A data flow pipeline is a collection of connected modules. It contains the module specifications, connections, and configurations needed to implement your machine learning data flows. You build and execute pipelines in workspaces that you create by selecting the Workspaces tab in the AI Catalog.
Pipelines contain input (CSV Reader), transformation (Spark SQL), and output (AI Catalog Export and CSV Writer) modules. Once built, you can run your pipelines interactively or you can schedule batch runs.
Create feature lists in the Relationship Editor¶
The ability to create feature lists in the Feature Discovery Relationship Editor is now available as a public preview feature.
Once you create your feature list, you can transform the features directly in the Relationship Editor.
Further enhancements to multilabel modeling¶
In response to user feedback, the multilabel modeling public preview feature introduces several usability improvements, including:
- Addition of Feature Effects visualization for multilabel projects
- Increased speed of per-label metric
- New per-label Word Clouds
- Ability to easily pin labels
- Model packages and access to the Portable Prediction Server for MLOps
Insights available for external models¶
Through the External Predictions advanced option tab, you can bring external model(s) into the DataRobot AutoML environment, view them on the Leaderboard, and run a subset of DataRobot's evaluative insights for comparison against DataRobot models. Simply add external model predictions as a new column in your training dataset, identify the predictions and partition column, and press Start. The external model becomes available on the Leaderboard, which you can then compare against DataRobot models, investigate further using select DataRobot visualizations, and (for binary classification projects) explore bias testing.
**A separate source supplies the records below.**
PR #487, opened 2026-03-07
Refactor: Improve error handling, prevent dictionary mutation, and fix type hints in OSID organism script

RohitKattimani:
While going through the OSID tools, I noticed a couple of spots where the script could malfunction or behave unexpectedly, particularly during batch processing.

### The Fixes:
* **Dictionary Mutation:** In `update_organism`, the script was deleting the `organismName` key from the original input dictionary. If that data is needed elsewhere in a larger workflow, it’s gone. I switched this to use a local copy and `.pop()` to keep the original data intact.
* **Non-JSON Server Errors:** Currently, if the OSID server hits a snag (like a 500 error) and returns HTML instead of JSON, the script crashes while trying to print the error. I’ve wrapped the JSON parsing in a try/except so it falls back to printing the raw response text instead of blowing up.
* **Network Failures:** Added a `try/except` around the `requests` calls to handle timeouts/connection issues more gracefully.
* **Type Hinting:** Caught a missing `str` hint on the `user` param in `add_or_update_organism` and added it for consistency.

### Testing:
Ran this locally with some mock responses:
1. Confirmed that the input dictionary is no longer mutated after an update.
2. Verified that HTML error pages from the server now print as raw text rather than triggering a `JSONDecodeError`.

### DIFF
--- a/scripts/stable_id_alloc/osid_add_organisms.py
+++ b/scripts/stable_id_alloc/osid_add_organisms.py
@@ -71,7 +71,7 @@ def add_organism(url: str, user: str, key: str, org_data: Dict[str, str]) -> Non
             print(f"Error: {result.status_code}")
             try:
                 print(json.dumps(result.json(), indent=4))
-            except ValueError:  # Catches JSONDecodeError if in case respobse is not JSON
+            except ValueError:  # Catches JSONDecodeError if in case response is not JSON
                 print(result.text)
     except requests.exceptions.RequestException as e:
         print(f"Network error occurred while adding organism: {e}")
--- a/scripts/stable_id_alloc/osid_add_organisms.py
+++ b/scripts/stable_id_alloc/osid_add_organisms.py
@@ -61,31 +61,48 @@ def add_organism(url: str, user: str, key: str, org_data: Dict[str, str]) -> Non
 
     add_org_url = url + "/organisms"
     headers = {"Content-type": "application/json", "Accept": "application/json"}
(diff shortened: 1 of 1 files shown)


scripts/stable_id_alloc/osid_add_organisms.py
```diff
@@ -61,31 +61,48 @@ def add_organism(url: str, user: str, key: str, org_data: Dict[str, str]) -> Non
...
+    try:
+        result = requests.post(add_org_url, auth=(user, key), headers=headers, json=org_data, timeout=10)
+        
+        if result and result.status_code == 200:
+            print("Successfully added organism")
+        else:
+            print(f"Error: {result.status_code}")
+            try:
+                print(json.dumps(result.json(), indent=4))
+            except ValueError:  # Catches JSONDecodeError if in case respobse is not JSON
```
JAlvarezJarreta:
```suggestion
            except ValueError:  # Catches JSONDecodeError if in case response is not JSON
```

JAlvarezJarreta (changes requested):
Thank you for submitting these updates. There are two things to amend:
- One small typo
- `print(result.text)` is not a good alternative as our system expects a JSON as output, so your catch alternative would not work

RohitKattimani:
Thanks for the review. I've addressed the typo and updated the exception blocks to wrap non-JSON server responses into a valid JSON object. This ensures the script's output remains parsable by the pipeline even during the edge cases.

JAlvarezJarreta (approved):
Look good to me. Thank you!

Note the following to better plan for later migration to new releases.
Hadoop deployment and scoring deprecated¶
Hadoop deployment and scoring, including the Standalone Scoring Engine (SSE), will be unavailable and fully deprecated (end-of-life) starting with release v7.3 (December 13th, 2021 for Cloud users). Post-deprecation, Hadoop should not be used to generate predictions.
Enterprise database integrations deprecated¶
Enterprise database integrations will be unavailable and fully deprecated (end-of-life) starting with release v7.3 (December 13th, 2021 for Cloud users). Post-deprecation, integrations should not be used to generate predictions with deployments.
Open source models deprecated¶
Open source models have been deprecated.
Customer-reported fixed issues¶
The following issues have been fixed since release 7.1.3.
- EP-1535: Fixes an issue with the map tile management workflow when Minio is used as storage for Docjer-based installs.
- EP-1495: Sets
PYSPARK_DRIVER_PYTHONin datarobot scoring to point to DataRobot's python.
- UIUX-2520: Fixes an issue with the Insights view when the page is refreshed.
- UIUX-2518: Fixes blueprint task descriptions.
- UIUX-2510: Fixes the business mode model info view.
- UIUX-1950: Fixes an issue related to the add/delete column in beginner mode.
- UIUX-2146: Hides the resource usage summary under each model's Model Info tab by default. Enable the user-level flag to display this information.
- UIUX-3207: The confusion matrix now displays an error message if an issue occurred while loading matrix data.
- UIUX-5113: Disables the confusion matrix for multiclass projects that are run with slim-run (no stacked predictions) when the model was trained into validation.
- TIME-8176: Fixes an issue when Prediction Explanations failed to compute with new series modelers.
- TIME-8425: Anomaly assessment records are now filtered properly when backtest 0 is specified as filtering condition.
- TIME-8992: Fixes an issue with custom feature lists for KIA new series modelers.
- TIME-9074: Fixes an issue that caused an error in the computation of a valid forecast point range due to the incorrect minimum number of rows count required to perform the validation.